/Bavarian-code

Code for the paper "Bavarian: Betweenness Centrality Approximation with Variance-Aware Rademacher Averages", by Chloe Wohlgemuth, Cyrus Cousins, and Matteo Riondato, appearing in ACM KDD'21 and ACM TKDD'23

Primary LanguageC++Apache License 2.0Apache-2.0

Bavarian: Betweenness Centrality Approximation with Variance-Aware Rademacher Averages

This repository contains the code for the paper Bavarian: Betweenness Centrality Approximation with Variance-Aware Rademacher Averages (PDF), by Cyrus Cousins, Chloe Wohlgemuth, and Matteo Riondato, appearing in the proceedings of KDD'21, and in ACM Transactions on Knowledge Discovery from Data.

An Amherst College Data* Mammoths project. This work was funded, in part, by NSF award IIS-2006765.

Software Prerequisites

  • For the build process: CMake, at least 3.8.0;
  • To compile Bavarian and its dependencies: a C++ compiler that supports the main features of C++20 and OpenMP; recent clang and g++ satisfy these requirements;
  • To run the experiments, analyze their results, and generate the figures:
    • Python 3.8 or successive, with the NumPy, Matplotlib, and pandas libraries;
    • LaTeX (Alternatively you can comment out the relative lines in staticres.py).
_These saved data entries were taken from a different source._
PR #448, opened 2016-03-14
Pass query parameters to graph functions properly

ddohler:
The `stepwise` and `toddow` functions expect `extraParams` to be an Object, but the order of the parameters was incorrect and it was getting passed as a boolean instead.

### DIFF
--- a/web/app/scripts/views/dashboard/dashboard-controller.js
+++ b/web/app/scripts/views/dashboard/dashboard-controller.js
@@ -65,7 +65,7 @@
             });
             /* jshint camelcase: true */
 
-            RecordAggregates.toddow(false, params).then(function(toddowData) {
+            RecordAggregates.toddow(params, false, false).then(function(toddowData) {
                 ctl.toddow = toddowData;
             });
         }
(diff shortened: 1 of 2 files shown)


KlaasH:
Arg, I was afraid that bug would be fallout from that little QueryBuilder refactor (PR #415).  To make the ToDDoW on the dashboard work we should also change `RecordAggregates.toddow(false, params)` to `RecordAggregates.toddow(params, false, false)` at https://github.com/WorldBank-Transport/DRIVER/blob/develop/web/app/scripts/views/dashboard/dashboard-controller.js#L68.

Kenny mentioned the count widget on the dashboard as well.  In that case it look like the polygon is being passed to the API but isn't affecting the answer.

ddohler:
I've updated the parameters for the ToDDoW on the dashboard as well.

@kshepard : After some discussion with @KlaasH , it looks like the recent event counts on the dashboard have never filtered by the selected boundary correctly. Fixing them would require relatively larger surgery, unfortunately, because we'll need to refactor how some of the viewsets are structured, so we're going to pass on that for now.

KlaasH:
+1

PR #449, opened 2016-03-14
Add sequential options to custom report view

KlaasH:
Renames some of the existing periodic aggregation options ('day' ->
'day_of_month') and adds sequential options ('month', 'week', and 'day').

Still to do: add tests.

### DIFF
--- a/app/data/views.py
+++ b/app/data/views.py
@@ -2,9 +2,10 @@ import json
 import logging
 import uuid
 import calendar
+import datetime
 
 from dateutil.parser import parse as parse_date
-from datetime import timedelta
+from django.template.defaultfilters import date as template_date
 
 from celery import states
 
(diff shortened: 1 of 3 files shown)


app/data/views.py
```diff
@@ -331,57 +332,152 @@ def _query_param_to_case_stmnt(self, param, request, queryset):
...
+                'lookup': lambda (yr, wk, day): {'occurred_from__week': wk,
+                                                 'occurred_from__year': yr,
+                                                 'occurred_from__day': day},
+                'label': lambda (yr, wk, day): template_date(datetime.date(yr, wk, day))
+            },
+        }
+
+        if period_type in easy_ranges.keys():
+            period = easy_ranges[period_type]
+        elif period_type in sequential_ranges.keys():
```
ddohler: Hmm, I feel like this could be a potential booby trap if someone modifies `easy_ranges` without realizing that it has to be disjoint from `sequential_ranges`. Not exactly sure what to do about it though or if it's even worth addressing since there aren't many periodic aggregations outside of what's already here.

app/data/views.py
```diff
@@ -331,57 +332,152 @@ def _query_param_to_case_stmnt(self, param, request, queryset):
...
+            if request.query_params.get('occurred_max') is not None:
+                max_date = parse_date(request.query_params['occurred_max']).date()
+            else:
+                max_date = queryset.order_by('-occurred_from').first().occurred_from.date()
+
+            # Build the relevant range of aggregation periods. 'month' and 'week' depend on'year'
+            # and 'day' depends on 'month'
+            sequential_ranges['year']['range'] = xrange(min_date.year, max_date.year + 1)
+            if period_type != 'year':
+                sequential_ranges['month']['range'] = [
```
ddohler: These are mighty list comprehensions indeed, but I think they're readable and straightforward to think about.

app/data/views.py
```diff
@@ -331,57 +332,152 @@ def _query_param_to_case_stmnt(self, param, request, queryset):
...
+                elif period_type == 'week':
+                    sequential_ranges['week']['range'] = [
+                        (year, week) for year in sequential_ranges['year']['range']
+                        for week in easy_ranges['week_of_year']['range']
+                        if min_date <= datetime.date(year, month, calendar.monthrange(year, month)[1])
+                        and datetime.date(year, month, 1) <= max_date
+                    ]
+            period = sequential_ranges[period_type]
+
+            # # Which is less ugly?
```
ddohler: I prefer the list comprehensions, actually.

app/data/views.py
ddohler: I think I was mentally prepared after our kitchen conversation though, so perhaps a comment would help future readers.

app/data/views.py
```diff
@@ -331,57 +332,152 @@ def _query_param_to_case_stmnt(self, param, request, queryset):
...
-            when_args[when_lookup] = x
+        for x in period['range']:
+            when_args = period['lookup'](x)
+            when_args['then'] = Value(str(x))
             whens.append(When(**when_args))
 
-        labels = [{'key': str(x), 'label': period_labels(x)} for x in period_range]
-        return (Case(*whens, output_field=IntegerField()), labels)
+        labels = [{'key': str(x), 'label': period['label'](x)} for x in period['range']]
+        return (Case(*whens, output_field=CharField()), labels)
```
ddohler: What was the reason for this change?

ddohler:
+1

app/data/views.py
KlaasH: Right now it knows to build up ranges based on which dictionary it finds the key in, so the cost of combining them would be needing a 'type' attribute or at least more logic looking at the param value to figure out what to do.

I'm renaming 'easy_ranges' to 'periodic_ranges', and I'm inclined to leave them separate and hope that future maintainers see that see how things are set up.  Any periodic range should probably be 'something_of_something', so I would think people wouldn't be too inclined to add periodic ranges that clobber sequential ones.

app/data/views.py
KlaasH: The output_field is the key, and formerly those were all numbers, but now a bunch of them are tuples, so I'm casting them to strings (see also the change from `Value(x)` to `Value(str(x))` just above).

KlaasH:
Added some comments and a couple basic tests.

ddohler:
:+1:

PR #452, opened 2016-03-16
Ignore gradle data folder

fungjj92:
I think this is an unnecessary local folder


flibbertigibbet:
This folder does need to exist locally.

fungjj92:
Sorry, to clarify: Necessary to exist locally. But unnecessary to handle on the repo?

PR #453, opened 2016-03-16
Spinner on loading record list

fungjj92:


KlaasH:
The onRecordsLoaded function in this controller is kind of weird.  It doesn't look at records at all.  It should probably be named onSchemaLoaded and be called on initialization and recordType change before records are loaded.  It's currently called unnecessarily on boundarystate and filterbar changes, but not called on pagination requests, which is proper but means that right now ctl.loadingRecords never gets cleared for pagination requests.

If you're not up for the bigger refactor at the moment, I would say just move the `ctl.loadingRecords = false;` into a `.finally()` on the `QueryBuilder.djangoQuery()` call inside `loadRecords`.

fungjj92:
Very helpful comments, thanks! Refactor in other PR.

KlaasH:
:+1:

PR #454, opened 2016-03-16
Refactor list controller

fungjj92:
Load schema labels once.
Remove unnecessary calls and rename function (onRecordsLoaded) so it reflect its use case better.

Follow up to comment on PR #453

### DIFF
--- a/web/app/scripts/views/record/list-controller.js
+++ b/web/app/scripts/views/record/list-controller.js
@@ -38,7 +38,7 @@
             return RecordSchemaState.get(currentSchemaId)
                 .then(function(recordSchema) {
                     ctl.recordSchema = recordSchema;
-                });
+                }).then(onSchemaLoaded);
         }
 
         /*
@@ -75,7 +75,7 @@
             });
         }
 
-        function onRecordsLoaded() {
+        function onSchemaLoaded() {
             var detailsDefinitions = _.filter(ctl.recordSchema.schema.definitions,
                 function(val, key) {
                     if (key.indexOf('Details') > -1) {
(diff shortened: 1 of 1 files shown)


web/app/scripts/views/record/list-controller.js
```diff
@@ -38,7 +38,7 @@
             return RecordSchemaState.get(currentSchemaId)
                 .then(function(recordSchema) {
                     ctl.recordSchema = recordSchema;
-                });
+                }).then(onSchemaLoaded);
```
KlaasH: Andrew pointed out on a PR of mine last week that promises behave differently depending on whether or not they're returning something.  Apparently this setup, where the `.then()` function doesn't return anything, results in that code and the next `.then()` in the chain running concurrently (or at least not being guaranteed to run sequentially).  Probably the dynamics of this setup are such that the problem would never actually arise, but I think it would be more correct/airtight to have the first `then` return recordSchema (still setting it on the controller, just also returning it) and have onSchemaLoaded accept it as an argument.

fungjj92: Ayy good catch, this is true. This is error prone.

web/app/scripts/views/record/list-controller.js
```diff
@@ -37,8 +37,8 @@
 
             return RecordSchemaState.get(currentSchemaId)
                 .then(function(recordSchema) {
-                    ctl.recordSchema = recordSchema;
-                });
+                    return ctl.recordSchema = recordSchema;
```
KlaasH: This works, but it makes jshint nervous:
<pre>app/scripts/views/record/list-controller.js
  line 40  col 46  Did you mean to return a conditional instead of an assignment?

  ⚠  1 warning

Warning: Task "jshint:all" failed. Use --force to continue.

Aborted due to warnings.</pre>

+1 after placating jshint with a separate return statement.

PR #455, opened 2016-03-21
Make recent counts filter by selected boundary

KlaasH:
Moves the recent counts API view to Record (rather than RecordType) and
makes it filter by the selected boundary ID.

### DIFF
--- a/app/data/views.py
+++ b/app/data/views.py
@@ -3,6 +3,7 @@ import logging
 import uuid
 import calendar
 import datetime
+import pytz
 
 from dateutil.parser import parse as parse_date
 from django.template.defaultfilters import date as template_date
@@ -76,6 +77,13 @@ class DriverRecordViewSet(RecordViewSet, mixins.GenerateViewsetQuery):
         if is_admin_or_writer(self.request.user) and not requested_details_only:
             return RecordSerializer
         return DetailsReadOnlyRecordSerializer
+
+    def get_filtered_queryset(self, request):
+        """Return the queryset with the filter backends applied. Handy for aggregations."""
+        queryset = self.get_queryset()
+        for backend in list(self.filter_backends):
+            queryset = backend().filter_queryset(request, queryset, self)
+        return queryset
 
     # Change auditing
     def add_to_audit_log(self, request, instance, action):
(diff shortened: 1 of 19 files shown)


KlaasH:
Now also takes on the broader issue behind why the boundary filter was missing from recent counts--that it was being handled ad hoc in many (but obviously not all) the relevant places--by moving it into QueryBuilder.  See the commit message on b2d8605 for more words on the subject.

app/data/views.py
```diff
@@ -198,6 +202,22 @@ def toddow(self, request):
...
+        now = datetime.datetime.now(tz=pytz.timezone(settings.TIME_ZONE))
+        qs = self.get_filtered_queryset(request).filter(occurred_from__lte=now)
+        durations = {
+            'month': 30,
+            'quarter': 90,
+            'year': 365,
+        }
+
+        counts = {label: qs.filter(occurred_from__gte=(now - datetime.timedelta(days=days))).count()
+                  for label, days in durations.items()}
```
KlaasH: Is there a nice way to do this with one query instead of three?  It seems similar to the other aggregations happening in the other Record views, but I don't have much experience with those tools and my attempts met with failure.

web/app/scripts/custom-reports/custom-reports-modal-controller.js
```diff
@@ -66,7 +66,9 @@
         }
 
         function assembleParams() {
-            return QueryBuilder.assembleParams(0, true, true).then(
+            // TODO: if there's a boundary selected, should that filter be applied when
+            // they haven't selected a geographical aggregation? Currently it's never applied.
```
ddohler: My gut is that it should, but that might be a good question for @jbranigan .

app/data/views.py
ddohler: Hmm, I'm waffling back and forth on this. You can't do the datetime directly in the database because `F` and `Value` objects don't support timedeltas, as far as I've been able to discover. If it was possible, what you'd have to do is pre-compute the 30-, 90- and 365-day cutoff datetimes in Python, and then put those into a `Case` statement. But I'm not sure if that would actually work because I think the "buckets" being passed to the `Case` statement may need to be mutually exclusive in order for the counts to be correct. I'd be happy to poke at this a bit tomorrow if you'd like.

app/data/views.py
```diff
@@ -77,6 +78,13 @@ def get_serializer_class(self):
             return RecordSerializer
         return DetailsReadOnlyRecordSerializer
 
+    def get_filtered_queryset(self, request):
```
ddohler: Good call, this snippet is starting to pop up a lot.

ddohler:
+1 on Travis success.

web/app/scripts/custom-reports/custom-reports-modal-controller.js
jbranigan: It's applied everywhere else, right? It would be confusing to have different behavior here.

KlaasH: Yeah, it should be applied, but there's a small nuance.  See issue #456.

PR #463, opened 2016-03-24
Redirect after login

KlaasH:
Adds a param to the login state, which gets set by the authentication interceptor, to store the page you were trying to reach and send you there once you're logged in.

I went through a process with this, trying to get it to work without a full reload, since that makes the page flash.  I got the navbar working, but then realized that's the easy one, because there are other pieces that initialize from the API and so implicitly rely on authentication but don't actually even check it.  I also tried but failed to find a way to load anything besides '/' in a way that would cause it to load fresh rather than update the state in place.

But it does get you to the page you were trying to get to, and a little flash seems better than always going to the dashboard.


flibbertigibbet:
+1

We did not test the code on Windows, but we did test it on macOS and various *NIX flavors (GNU/Linux and FreeBSD).

Instructions

  1. Run the run_everything.sh script in this directory. It will first checkout the necessary submodules (NetworKit and FindTBB), copy the necessary code in the correct locations, and then compile the code, run the exact algorithm on the graphs, and finally run Bavarian on each graph with the same set of parameters used for the experiments reported in the paper, and finally it will generate the figures.
  2. Wait :-). Running everything will take a while (potentially a few days, depending on your machine). The reasons are that (1) the exact experiments take a long time as some graphs are large; and (2) we run every Bavarian experiment multiple times for each combination of parameters, and there are many combinations of the parameters (sample_size, mc-trials, epsilons, …).
  3. Once the script has completed, you can find the figures in ../res/.

License

Copyright 2021-2022 Cyrus Cousins and Matteo Riondato

Licensed under the Apache License, Version 2.0 (the "License"); you may not use this file except in compliance with the License. You may obtain a copy of the License at

http://www.apache.org/licenses/LICENSE-2.0

Unless required by applicable law or agreed to in writing, software distributed under the License is distributed on an "AS IS" BASIS, WITHOUT WARRANTIES OR CONDITIONS OF ANY KIND, either express or implied. See the License for the specific language governing permissions and limitations under the License.